Markus Blocher, hier bei der Neueröffnung der Laborerweiterung der Dottikon ES vor bald zwei Jahren, investiert erneut massiv in sein Unternehmen im Aargau.

Bild: Chris Iseli (Dottikon, 8.5.2019)
(fh)

Das Spezialchemie-Unternehmen Dottikon ES will an seinem Standort im Aargau in den kommenden Jahren massiv ausbauen. Gemäss einer Mitteilung der Firma, die zu 72 Prozent im Besitz von Markus Blocher ist, sind Investitionen von 600 Millionen Franken innerhalb der nächsten sieben Jahre geplant.

Damit sollen neue Produktionsanlagen für Pharmawirkstoffe erstellt und die Infrastruktur in Dottikon ausgebaut werden, wie die Firma mitteilt.

Mit dem Ausbau verbunden ist die Schaffung von über 200 neuen Arbeitsplätzen in Produktion sowie Technik/Engineering. Gesucht würden Operatoren und technische Fachkräfte für die chemische Produktion von Pharmawirkstoffen, Maschinen- und Chemieingenieure sowie Chemiker, unter anderem für Führungsaufgaben.

Darlehen und Erhöhung des Aktienkapitals

Ein grosser Teil der Investitionen soll aus dem Cashflow von Dottikon ES finanziert werden.

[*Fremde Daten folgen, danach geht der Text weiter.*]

PR #25, opened 2017-03-07
Generate buildfile

kevinemoore:


quilt/test/test_build.py
```diff
@@ -62,3 +62,13 @@ def test_build_parquet(self):
             'Expected dataframes to have same # columns'
         del os.environ["QUILT_PACKAGE_FORMAT"]
         # TODO add more integrity checks, incl. negative test cases
+
+    def test_generate_buildfile(self):
+        mydir = os.path.dirname(__file__)
+        path = os.path.join(mydir, 'data')
+        buildfilepath = os.path.join(path, 'build.yml')
```
dimaryaz: You should use the current directory instead - it's a temporary directory that will get removed when the test is done.

quilt/tools/build.py
```diff
@@ -13,6 +14,19 @@ class BuildException(Exception):
     """
     pass
 
+def _pythonize_name(name):
+    safename = re.sub('[^A-Za-z0-9_]+', '_', name)
+    starts_w_number = re.match('^[0-9].*', safename)
+    if starts_w_number:
+        safename = ("a%s" % safename)
```
dimaryaz: "a" doesn't seem right... Though I don't have good ideas.

quilt/tools/build.py
```diff
@@ -13,6 +14,19 @@ class BuildException(Exception):
...
+
+    safename = safename.rstrip('_')
+    safename = safename.lstrip('_')
```
dimaryaz: Just use `strip` instead of `lstrip` and `rstrip`

quilt/tools/build.py
```diff
@@ -13,6 +14,19 @@ class BuildException(Exception):
...
+
+    if not VALID_NAME_RE.match(safename):
+        raise BuildException("Unable to determine a Python-legal name for %s" % name)
```
dimaryaz: Might as well generate a name - `table1`, etc. - and the user can fix it in the `.yml` file

quilt/tools/build.py
```diff
@@ -106,3 +120,94 @@ def build_package(username, package, yaml_path):
...
+                continue
+            try:
+                name, ext = file.split('.')
+                # separate files into tables and raw
+                if ext.lower() in TARGET['pandas']:
+                    tablefiles.append(file)
+                else:
+                    rawfiles.append(file)
+            except ValueError:
+                # File with no extension
```
dimaryaz: Or multiple extensions

quilt/tools/build.py
```diff
@@ -106,3 +120,94 @@ def build_package(username, package, yaml_path):
...
+        path = rel_path.split(os.sep)
+
+        tablefiles = []
+        rawfiles = []
+        for file in files:
+            # skip hidden files
+            if file.startswith('.'):
+                continue
+            try:
+                name, ext = file.split('.')
```
dimaryaz: Use `os.path.splitext` instead. It'll handle no extension or multiple extensions, too.

quilt/tools/build.py
```diff
@@ -106,3 +120,94 @@ def build_package(username, package, yaml_path):
...
             _build_file(build_dir, store, 'README', rel_path=readme)
+
+def generate_build_file(startpath, outfilename='build.yml'):
+    startbase = os.path.basename(startpath)
+    buildfiles = {startbase : {}}
+    buildtables = {startbase : {}}
+
+    def add_to_buildfiles(path, files):
+        try:
+            safepath = [_pythonize_name(dir) if dir != '.' else '.' for dir in path]
```
dimaryaz: Don't use built-ins like `dir`, `file`, etc. as variables. Even if it's a list comprehension, it'll break the built-in for the rest of the scope (in Python2, at least).

dimaryaz: Why would "." appear there? And does it need to handle "..", too?

quilt/tools/build.py
```diff
@@ -106,3 +120,94 @@ def build_package(username, package, yaml_path):
...
+        except BuildException:
+            warning = "Warning: could not determine a Python-legal name for {path}; skipping."
+            print(warning.format(path=os.sep.join(path)))
```
dimaryaz: `os.path.join`

quilt/tools/build.py
```diff
@@ -106,3 +120,94 @@ def build_package(username, package, yaml_path):
...
+            return
+
+        ptr = buildfiles
+        for dir in path:
+            if dir not in ptr:
+                ptr[dir] = {}
+            ptr = ptr[dir]
```
dimaryaz: I'd use `setdefault` here... Unless you think it's really confusing.

quilt/tools/build.py
```diff
@@ -106,3 +120,94 @@ def build_package(username, package, yaml_path):
...
+        for file in files:
+            fullpath = "/".join(path + [file])
```
dimaryaz: `os.path.join`

quilt/tools/build.py
```diff
@@ -106,3 +120,94 @@ def build_package(username, package, yaml_path):
...
+            try:
+                name, ext = file.split('.')
```
dimaryaz: `os.path.splitext`

quilt/tools/build.py
```diff
@@ -106,3 +120,94 @@ def build_package(username, package, yaml_path):
...
+            except ValueError:
+                # file with no extension
+                name = file
+            ptr[_pythonize_name(name)] = fullpath
+
+    def add_to_buildtables(path, files):
```
dimaryaz: A lot of it seems the same as `add_to_buildfiles`...

quilt/tools/build.py
```diff
@@ -106,3 +120,94 @@ def build_package(username, package, yaml_path):
...
+            ptr[_pythonize_name(name)] = [ext.lower(), fullpath]
+
+    for root, dirs, files in os.walk(startpath):
+        # skip hidden directories
+        for d in dirs:
+            if d.startswith('.'):
+                dirs.remove(d)
+
+        rel_path = os.path.relpath(root, startpath)
+        path = rel_path.split(os.sep)
```
dimaryaz: This might not work on Windows, where both "/" and "\" are separators. There's `os.path.split`, but it only splits once.

quilt/tools/build.py
```diff
@@ -106,3 +120,94 @@ def build_package(username, package, yaml_path):
...
+                rawfiles.append(file)
+
+        if rawfiles:
+            add_to_buildfiles(path, rawfiles)
+
+        if tablefiles:
+            add_to_buildtables(path, tablefiles)
+
+    for contents in [buildfiles, buildtables]:
+        if '.' in contents:
```
dimaryaz: `contents.update(contents.pop('.', {}))`

Though it would be even better to just not add "." in the first place - don't know if that's easy

quilt/tools/command.py
```diff
@@ -534,7 +540,9 @@ def main():
 
     build_p = subparsers.add_parser("build")
     build_p.add_argument("package", type=str, help="Owner/Package Name")
-    build_p.add_argument("path", type=str, help="Path to the Yaml build file")
+    buildpath_group = build_p.add_mutually_exclusive_group(required=True)
+    buildpath_group.add_argument("-d", "--directory", type=str, help="Source file directory")
+    buildpath_group.add_argument("path", type=str, nargs='?', help="Path to the Yaml build file")
```
dimaryaz: Can both `-d` and `path` be specified? Not sure what `nargs` does.

quilt/test/test_build.py
kevinemoore: I don't understand your suggestion. I'm pointing the build file generator at an existing directory (part of the code repository).

quilt/tools/build.py
kevinemoore: Good suggestion, but this method isn't the right place for that logic since we don't know if it's a file, table or other.

quilt/tools/build.py
kevinemoore: .. is filtered out as a 'hidden' directory, otherwise it would show up there too.

quilt/tools/build.py
kevinemoore: os.path.join works great, but the linter doesn't like it. Any suggestions?

quilt/tools/build.py
kevinemoore: That duplication will go away when we move to a single tree build.yml syntax.

quilt/tools/build.py
kevinemoore: Let me know if you think of a way to do it.

quilt/test/test_build.py
dimaryaz: I meant, a unit test shouldn't create or modify anything in the code repository - a temporary directory is a better place for that.

quilt/tools/build.py
```diff
@@ -105,3 +118,95 @@ def build_package(username, package, yaml_path):
         _build_table(build_dir, store, '', tables)
         if readme is not None:
             _build_file(build_dir, store, 'README', rel_path=readme)
+
+def splitext_no_dot(filename):
+    name, ext = os.path.splitext(filename)
+    ext.strip('.')
```
dimaryaz: Remove it?

quilt/tools/build.py
```diff
@@ -105,3 +118,95 @@ def build_package(username, package, yaml_path):
...
+        except BuildException:
+            warning = "Warning: could not determine a Python-legal name for {path}; skipping."
+            print(warning.format(path=os.sep.join(path)))
+            return
+
+        ptr = buildtables
+        for folder in safepath:
+            ptr = ptr.setdefault(folder, {})
+        for file in files:
+            fullpath = "/".join(path + [file])
```
dimaryaz: `os.path.join`

quilt/tools/build.py
```diff
@@ -105,3 +118,95 @@ def build_package(username, package, yaml_path):
...
+    return name, ext.strip('.')
+
+def generate_build_file(startpath, outfilename='build.yml'):
+    startbase = os.path.basename(startpath)
+    buildfiles = {startbase : {}}
+    buildtables = {startbase : {}}
+
+    def add_to_buildfiles(path, files):
+        try:
+            safepath = [_pythonize_name(d) if d != '.' else '.' for d in path]
```
dimaryaz: So how do you end up with a '.'? `path` comes from `os.path.relpath`, right? I can't get it to return anything that starts with "./".

quilt/tools/build.py
```diff
@@ -105,3 +118,95 @@ def build_package(username, package, yaml_path):
...
+                rawfiles.append(file)
+
+        if rawfiles:
+            add_to_buildfiles(path, rawfiles)
+
+        if tablefiles:
+            add_to_buildtables(path, tablefiles)
+
+    def remove_node(node, contents):
+        if node in contents:
```
dimaryaz: Did you try the `pop` and `update` code? Does it not work?

quilt/tools/build.py
```diff
@@ -105,3 +118,95 @@ def build_package(username, package, yaml_path):
...
+            warning = "Warning: could not determine a Python-legal name for {path}; skipping."
+            print(warning.format(path=os.sep.join(path)))
+            return
+
+        ptr = buildfiles
+        for folder in path:
+            ptr = ptr.setdefault(folder, {})
+
+        for file in files:
+            fullpath = os.path.join(*safepath, file)
```
dimaryaz: That's not actually valid - hence the linter error. I guess there isn't really a simple way, but this works:
`os.path.join(os.path.join(*safepath), file)`

or

`os.path.join(*(safepath + [file]))`

quilt/tools/build.py
```diff
@@ -105,3 +118,95 @@ def build_package(username, package, yaml_path):
...
+            name, ext = splitext_no_dot(file)
+            ptr[_pythonize_name(name)] = fullpath
```
dimaryaz: What if `_pythonize_name` raises a `BuildException` here?

quilt/tools/build.py
```diff
@@ -105,3 +118,95 @@ def build_package(username, package, yaml_path):
...
+            return
+
+        ptr = buildtables
+        for folder in safepath:
+            ptr = ptr.setdefault(folder, {})
+        for file in files:
+            fullpath = "/".join(path + [file])
+            name, ext = splitext_no_dot(file)
+            # pythonize name
+            ptr[_pythonize_name(name)] = [ext.lower(), fullpath]
```
dimaryaz: Same here

quilt/tools/build.py
```diff
@@ -105,3 +118,95 @@ def build_package(username, package, yaml_path):
...
+            if file.startswith('.'):
+                continue
+            try:
+                name, ext = splitext_no_dot(file)
+                # separate files into tables and raw
+                if ext.lower() in TARGET['pandas']:
+                    tablefiles.append(file)
+                else:
+                    rawfiles.append(file)
+            except ValueError:
```
dimaryaz: Won't happen anymore

quilt/tools/build.py
```diff
@@ -105,3 +118,95 @@ def build_package(username, package, yaml_path):
...
+                # File with no extension
+                rawfiles.append(file)
+
+        if rawfiles:
+            add_to_buildfiles(path, rawfiles)
```
dimaryaz: I think the logic would be simpler if `add_to_buildfiles`/`add_to_buildtables` took a single file instead of a list of files. That is, I don't see much benefit in building a list of files, then having the helper functions loop over the files.

I guess that would mean calculating `safepath` lots of times... But I'd move it out of the helper functions and put it after `path = rel_path.split(os.sep)`. Then just pass a joined safe path into the helpers.

In fact, even the `ptr = ptr.setdefault(folder, {})` logic could be outside the helper. When doing `os.walk`, you know exactly when you need to create the nested dict.

Anyways, just suggestions - don't need to rewrite everything if you don't agree.

kevinemoore: That would be true if we had the same tree for files and tables (technically we could do that, but we'd have empty nodes, which throws off the build logic). The plan is to move to a single tree in build.yml and this code can get a lot cleaner.

quilt/tools/build.py
```diff
@@ -13,6 +14,18 @@ class BuildException(Exception):
     """
     pass
 
+def _pythonize_name(name):
+    safename = re.sub('[^A-Za-z0-9_]+', '_', name)
```
akarve: is this pattern duplication of `VALID_NAME_RE` that we have elsewhere?

quilt/tools/build.py
```diff
@@ -105,3 +118,85 @@ def build_package(username, package, yaml_path):
...
+        tablefiles = []
+        rawfiles = []
+        for file in files:
+            # skip hidden files
+            if file.startswith('.'):
+                continue
+
+            name, ext = splitext_no_dot(file)
+            # separate files into tables and raw
+            if ext.lower() in TARGET['pandas']:
```
akarve: TARGET keys should probably be read from an enum or at least constants

quilt/tools/build.py
```diff
@@ -105,3 +118,85 @@ def build_package(username, package, yaml_path):
...
+    for contents in [buildfiles, buildtables]:
+        for node in ['.', '..']:
+            if node in contents:
+                for key in contents[node]:
+                    contents[key] = contents[node][key]
+                del contents[node]
+
+    contents = dict(files=buildfiles, tables=buildtables)
+    buildfilepath = os.path.join(startpath, outfilename)
+    with open(buildfilepath, 'w') as outfile:
```
akarve: do we want to warn before clobbering if there's something at buildfilepath?

quilt/tools/store.py
```diff
@@ -21,7 +21,7 @@
 except ImportError:
     SparkSession = None
 
-from .const import FORMAT_HDF5, FORMAT_PARQ, FORMAT_SPARK, NodeType, TargetType
+from .const import FORMAT_HDF5, FORMAT_PARQ, FORMAT_SPARK, NodeType, TargetType, PACKAGE_DIR_NAME
```
akarve: why are some camelCase and others ALL_CAPS?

Ausserdem hat das Unternehmen Darlehen von 130 Millionen Franken aufgenommen. Diese würden zu einem fixierten Zinssatz in mehreren Tranchen mit unterschiedlichen Laufzeiten ab Mitte 2022 bis Ende 2028 benützt, teilt die Firma mit.

Zudem hat die Generalversammlung im November 2020 eine Erhöhung des Aktienkapitals um bis zu 10 Prozent gutgeheissen. Nun sollen bis zu 1,27 Millionen neue Namen ausgegeben werden, wie es in der Mitteilung heisst. Man strebe einen Streubesitz von über 21 Prozent und die Aufnahme in den Swiss Performance Index an. So könnten neue Investoren erreicht werden.

Um dieses Ziel zu erreichen, will Hauptaktionär und Firmenchef Markus Blocher bis 25 Prozent seiner Bezugsrechte ausüben, aber eine Mehrheitsbeteiligung von zwei Dritteln behalten. Dies hatte Blocher schon in einem AZ-Interview im November 2020 angekündigt. «Die Kontrolle gebe ich nicht ab. So kann ich die Statuten weiterhin selbst gestalten.» Das Risiko der nächsten Wachstumsphase soll aber auch auf ein paar Schultern mehr verteilt werden, sagte der Patron damals.